**ENTRIES SHOWN**

PR #60275, opened 2024-08-08
make isCurrentLevelLab2 optional

mikeharv:
Script overview pages are showing the following error in the console:

image (214)

This is because the Teacher Panel expects the `isCurrentLevelLab2` property to be required. However, there's no level when we're on a script overview page. The solution is to not make this property required.

Slack thread: https://codedotorg.slack.com/archives/C044AGTKW3D/p1723133710098249


sanchitmalhotra126 (approved):
Thanks for the catch and quick fix!

breville (approved):
Thanks for fixing!

PR #60276, opened 2024-08-08
Adds docker compose for s3

wilkie:
## PR Checklist:

- [ ] Code is well-commented


docker-compose.yml
```diff
@@ -13,5 +13,40 @@ include:
...
 
+  # MinIO S3 Emulation
+  - path: ./docker/developers/docker-compose.minio.yml
+
   # The dashboard server
   - path: ./docker/developers/docker-compose.dashboard.yml
+
+services:
+  all-services:
+    image: alpine
```
stephenliang, line 24: Curious if we've considered `ubuntu-server` versus `alpine` for consistency?

lib/cdo/aws/s3.rb
```diff
@@ -87,6 +133,13 @@ def self.exists_in_bucket(bucket, key)
       create_client.head_object(bucket: bucket, key: key)
       return true
     rescue Aws::S3::Errors::NotFound, Aws::S3::Errors::Forbidden
+      if CDO.aws_s3_emulated?
```
stephenliang, line 136: Should we log out something here?

docker-compose.yml
wilkie: No no. This just prints out some text to the screen. A libc+busybox distro is all that is necessary.

lib/cdo/aws/s3.rb
wilkie: Oh, I could probably get rid of this, but this would, in theory, be used to redirect to the content on production to "backfill" the local buckets. But it is not implemented fully.

DOCKER.md
```diff
@@ -110,11 +110,19 @@ You can skip over many steps that are related to running mysql and redis.
 
 Instead, once you have a working Ruby and Node environment, you can then use this command to spin up the database and redis servers:
```
bencodeorg, line 111: add note about S3 emulation as well?

bencodeorg:
@wilkie would you be open to rebasing this onto the `adds-docker-compose-basics` branch rather than the Selenium one? I think we have a clearer path/motivation for merging this one, and I'm inclined not to block it on figuring out the nooks and crannies of the Selenium work?

docker/developers/install-s3.sh
```diff
@@ -0,0 +1,108 @@
...
+
+export AWS_ENDPOINT_URL=${AWS_S3_ENDPOINT_URL}
+
+# Determine all the buckets that exist in the s3 path and create those buckets
+cd s3
+for path in `ls ./*/ -d`; do
+  path=$(basename "${path}")
+  bucket_name=${path//_/-}
+
+  if [ ! $(aws s3api head-bucket --bucket ${bucket_name}) ]; then
```
bencodeorg, line 23: ...this may be incredibly obvious, but these are creating fake buckets via Minio, right? Is there any way to make that more clear to future readers?

config.yml.erb
```diff
@@ -266,6 +266,14 @@ google_client_secret:
 # Default AWS region for the application.
 aws_region: us-east-1
 
+# Set the AWS endpoint, typically to point to a local instance of
+# an AWS service. For instance, an emulated LocalStack solution.
+# When the endpoint is set, you can also set the access key, etc.
+aws_endpoint:
```
bencodeorg, line 270: Related to confusion about "what is emulated S3 and what is real S3", these are only used when `aws_s3_emulated` is true, right? Could we rename these keys to that effect?

docker/developers/s3/cdo_sound_library/hoc_song_meta/populate.rb
```diff
@@ -0,0 +1,102 @@
...
+        f.write(data)
+      end
+    end
+
+    to
+  end
+
+  # Hook into the populate call to produce the appropriate mp3 as well
+  def populate(path = nil)
+    data = super(path)
```
bencodeorg, line 45: A little bit of noob with Ruby modules/etc, why not just call download(path) directly here (and same with the first call to `populate` in `populate_all` below?

lib/cdo.rb
```diff
@@ -282,6 +282,23 @@ def ci_webserver?
       running_web_application? && ENV.fetch('CI', nil)
     end
 
+    # The web server instance has some intention to use AWS credentials?
+    def aws_access?
+      rack_env?(:production) || !!ENV['AWS_PROFILE']&.include?('cdo')
+    end
+
+    # The web server in connected to an emulated (non-production) AWS system.
+    def aws_emulated?
```
bencodeorg, line 291: `aws_emulated` is currently not really distinct from S3 emulation (yet), right? Maybe we drop this in the short term to avoid confusion?

lib/cdo/aws/cloudfront.rb
```diff
@@ -323,6 +318,18 @@ def self.signed_cookies(resource, expiration_date)
         ]
       }.to_json
 
+      # If we are emulating AWS at all, we just return mock cloudfront policy output
+      if CDO.aws_emulated? || CDO.aws_s3_emulated?
+        return {
+          'CloudFront-Policy-Emulated': Base64.encode64(policy).tr('+=/', '-_~')
```
bencodeorg, line 325: For my understanding, what does this do?

lib/cdo/aws/s3.rb
```diff
@@ -69,11 +79,47 @@ def self.create_client
...
+
+      base.new.populate(File.join(*relative_path)) if base && relative_path
+    end
+
     # Returns the value of the specified S3 key in bucket.
     # @param [String] bucket
     # @param [String] key
     # @return [String]
     def self.download_from_bucket(bucket, key, options = {})
+      if CDO.aws_s3_emulated?
```
bencodeorg, line 117: This pattern is very cool!

lib/cdo/aws/s3.rb
```diff
@@ -69,11 +79,47 @@ def self.create_client
       connect_v2!
     end
 
+    # Populates locally hosted buckets for development environments without full AWS access.
+    def self.populate_local_bucket(bucket, key)
+      return unless CDO.aws_s3_emulated?
+      return if exists_in_bucket(bucket, key)
+
+      # Determine the Populator class that can generate files for this bucket, if it
```
bencodeorg, line 87: This logic (ie, find the right path and class if they exist) feels more like a utility that it would be nice to house alongside the other populator code, rather than nested in here. I'm not sure of the ruby-preferred way to do that though?

bencodeorg (commented):
This is super cool to see, and the "populator" concept is really interesting! I can see how we'd extend it over time as we want to flesh out the experience of working with emulated  S3 going forward.

One general question I had was about how you think about managing all the little special sauces we're sprinkling in various places to support S3 emulation going forward...is it just unavoidable that we'll end up with some little snippets in various places to support it? Possible (but painful?) to centralize it a bit more?

docker/developers/s3/.gitignore
```diff
@@ -0,0 +1,5 @@
+*.*
```
bencodeorg, line 1: Based on the .gitignore / folder structure, I was expecting files to end up in the directories for a given emulated bucket...is that incorrect? I see things working as expected when I use the Minio UI to navigate to a given bucket, but the files aren't actually in the folders.

bencodeorg: (I should clarify that I do see mp3/json files being added the `cdo_sound_library` and `cdo_restricted` directories, just not files or sources like `main.json`)

docker/developers/install-s3.sh
wilkie: Sure. This is the normal `aws` command line usage to create buckets. It has nothing to do with MinIO outside of the fact that MinIO accepts the AWS CLI commands. If we want, we can of course link to the aws cli documentation: https://awscli.amazonaws.com/v2/documentation/api/latest/reference/index.html and specifically https://awscli.amazonaws.com/v2/documentation/api/latest/reference/s3api/index.html

docker/developers/s3/.gitignore
wilkie: The files that make up the local S3 buckets are in docker volumes. Take a look at the `minio` service description. The files in the paths are sourced from somewhere else, so have to be downloaded / generated into those directories, and then uploaded to our emulated "s3". The files in the directories are a cache of sorts... so if they exist already and you destroy your local S3 buckets, they will quickly populate again from them.

docker/developers/s3/cdo_sound_library/hoc_song_meta/populate.rb
wilkie: Because we are overriding the call, basically. The call usually "downloads" the file, but we want to do something after we download the file... here, we want to parse it.

The `download` call is probably best seen as a private or protected call. It duplicates a file that we have upstream via our `studio.code.org/api` calls to kinda lazily populate our local buckets... gets around the need for AWS access. The `populate` call is there to be overridable and is intended to be called when a request for that file happens.

lib/cdo.rb
wilkie: Sure! Go ahead and patch it.

lib/cdo/aws/cloudfront.rb
wilkie: It emulates the CloudFront signer policy needed to allow `/restricted/` (signed cookie) access to the bucket. MinIO nor LocalStack actually emulate CloudFront signing... but it is pretty easy to pretend to do it anyway. This does that.

This policy is checked when the `/restricted/` asset path gets a request and it should have a cookie with the right policy info. It just needs to match... so we can just spit it out as though it happened and it will still more or less effectively emulate signed bucket access.

It allows for this check to succeed: https://github.com/code-dot-org/code-dot-org/pull/60276/files/0965896c56ff2b421b95f073b5f6845f5fc5fe6e#diff-10cfca81b682d8a8836e2f5bf0ea04f83264368ad0df41214ea8ebd53be18ac9R86

lib/cdo/aws/s3.rb
wilkie: "ruby-preferred" depends on you! what do you think it should be?

lib/cdo/aws/s3.rb
wilkie: It's pretty neat. I did not want to add a seeding process or track what files exist and such... just wanted a way to, as things are requested, to copy them over and treat the local s3 buckets (at least in terms of the static assets we store there) as a kind of cache... but still have them work just the same way as production.

Now, we could really consider fixing all of the hardcoded URLs to those assets in our level data... the dev site is still going to hit the production buckets for assets more often than not, which can pose a problem for running it in limited environments (or just geographically far from our data centers) and/or where this technique could help facilitate offline deployments.

docker/developers/s3/.gitignore
bencodeorg: Gotcha! Another q then -- why do the `cdo_v3_files` and `cdo_v3_sources` directories exist then? I see they get used when deciding which minio S3 buckets to create in `install-s3.sh`, but do they have another purpose (eventually house `populate.rb` file(s))?

wilkie: Yeah, it tells that script to make that bucket, and then path would contain a `README.md` to explain to devs what that bucket is for, what limitations exist in the dev environment, etc, I'd think. And any configuration / populators that make the bucket work.

docker/developers/install-s3.sh
```diff
@@ -0,0 +1,108 @@
...
+aws s3api put-object --bucket cdo-sound-library --key hoc_song_meta/ --content-length 0
+
+if ! aws s3api head-bucket --bucket cdo-restricted; then
+  echo "Creating s3 bucket cdo-restricted"
+  aws s3api create-bucket --bucket cdo-restricted --object-lock-enabled-for-bucket
+else
+  echo "Creating s3 bucket cdo-restricted [EXISTS]"
+fi
+
+if ! aws s3api head-bucket --bucket cdo-ai; then
```
bencodeorg, line 96: What is the distinction between buckets like these (no associated directory) and buckets like `cdo_v3_files` (has associated directory)? These mostly? look like what happens in the loop above? I also see a little bit of special sauce for `cdo-sound-library`, is that the only one that is supposed to be doing something special, and the rest are created in the same way?

docker/developers/docker-compose.minio.yml
```diff
@@ -0,0 +1,113 @@
...
+      - minio1_storage:/data1
+      - minio2_storage:/data2
+      - minio3_storage:/data3
+      - minio4_storage:/data4
+    command: server --console-address ":3001" /data1 /data2 /data3 /data4
+
+  minio:
+    <<: *minio-base
+    environment: &minio-env
+      MINIO_VOLUMES: "http://localhost:9000/data{1...4}"
```
bencodeorg, line 21: Will using port 9000 here conflict with our use of port 9000 for webpack dev server here?

https://github.com/code-dot-org/code-dot-org/blob/093b289ffc52a81d1e69c83610d776da9436fbeb/apps/webpack.config.js#L33

lib/cdo/aws/s3.rb
```diff
@@ -47,7 +47,17 @@ def initialize(message = nil)
     # the credentials specified in the CDO config.
     # @return [Aws::S3::Client]
     def self.connect_v2!
-      self.s3 ||= Aws::S3::Client.new
+      self.s3 ||= if CDO.aws_s3_emulated?
```
bencodeorg, line 50: An interesting finding this morning...TIL we have a second S3 client for "middleware" (files/sources/etc):

https://github.com/code-dot-org/code-dot-org/blob/093b289ffc52a81d1e69c83610d776da9436fbeb/dashboard/legacy/middleware/helpers/bucket_helper.rb#L18

S3 emulation seems to be working though, even without the ternary like we've got here. [I think that makes sense given the hierarchy of credentials listed here](https://rubydoc.info/gems/aws-sdk-s3/1.98.0/Aws%2FS3%2FClient:initialize). Do you think it makes sense to put this ternary in place everywhere we use S3, or rely on the defaults to do the work for us everywhere?

docker/developers/install-s3.sh
bencodeorg: Oh, there's a sneaky little `exit` on line 33 I missed. So do we need the rest of this script (lines 34 onward)?

lib/cdo/aws/s3.rb
bencodeorg: Oh nvm, got turned around. This uses the same S3 client as the one where your changes are, so we're good!

docker/developers/s3/cdo_sound_library/hoc_song_meta/populate.rb
```diff
@@ -0,0 +1,102 @@
...
+      end
+
+      # Ensure we write the audio data to the cdo-restricted bucket
+      put('cdo-restricted', "restricted/#{file_name}", -> {File.read(file_path)})
+    end
+
+    data
+  end
+
+  def populate_all
```
bencodeorg, line 93: As written, this never gets called...right?

PR #60285, opened 2024-08-08
NAV - add tests for sidebar

kobryan0619:
Added unit test for sidebar.  Updated small style changes including:

- Color of header text
image

- Width of dropdown (ensure it goes across the sidebar)
image

## Links

[Figma](https://www.figma.com/design/5ILfiJkPQpjskBwksMDeZl/Teacher-Dashboard?node-id=4121-18427&m=dev)


apps/test/unit/templates/teacherDashboard/teacherNavigation/TeacherNavigationBarTest.tsx
```diff
@@ -0,0 +1,63 @@
...
+      <Provider store={store}>
+        <TeacherNavigationBar />
+      </Provider>
+    );
+
+    const classLabel = screen.getByText(i18n.classSections());
+    expect(classLabel).toBeDefined();
+
+    const dropdown = screen.getByRole('combobox');
+    expect(dropdown).toBeDefined();
```
lfryemason: We shouldn't need this line because `getByText` already throws an error if it isn't found. Same with classLabel above and options below
```suggestion
```

lfryemason (approved):
Approved with one comment

apps/test/unit/templates/teacherDashboard/teacherNavigation/TeacherNavigationBarTest.tsx
kobryan0619: I have always felt uneasy leaving `screen.getByRole` as the sole test that something is in the document.  I understand, technically, it is just as useful as using an assertion, but assertions feel so much more readable to me and the intention feels clear.  This is probably in part a hold over from chai. 

Have you seen any standards as a team that would prefer one over another?  I noticed a lot of Denys' components to follow the pattern of getting component and then asserting they are there.  Since he has been the most consistent contributor of TypeScript components with tests I was following his lead.  @levadadenys do you have any insights about conversations around this through your work?

Again, happy to agree to disagree (re: readability and clarity), just trying to get a sense of the bigger trend/sentiment in the org.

**EXERCISE DIRECTIONS**
For every line in the listing above that contains "classLabel", copy that line.

**EXERCISE SOLUTION**
+    const classLabel = screen.getByText(i18n.classSections());
+    expect(classLabel).toBeDefined();
lfryemason: We shouldn't need this line because `getByText` already throws an error if it isn't found. Same with classLabel above and options below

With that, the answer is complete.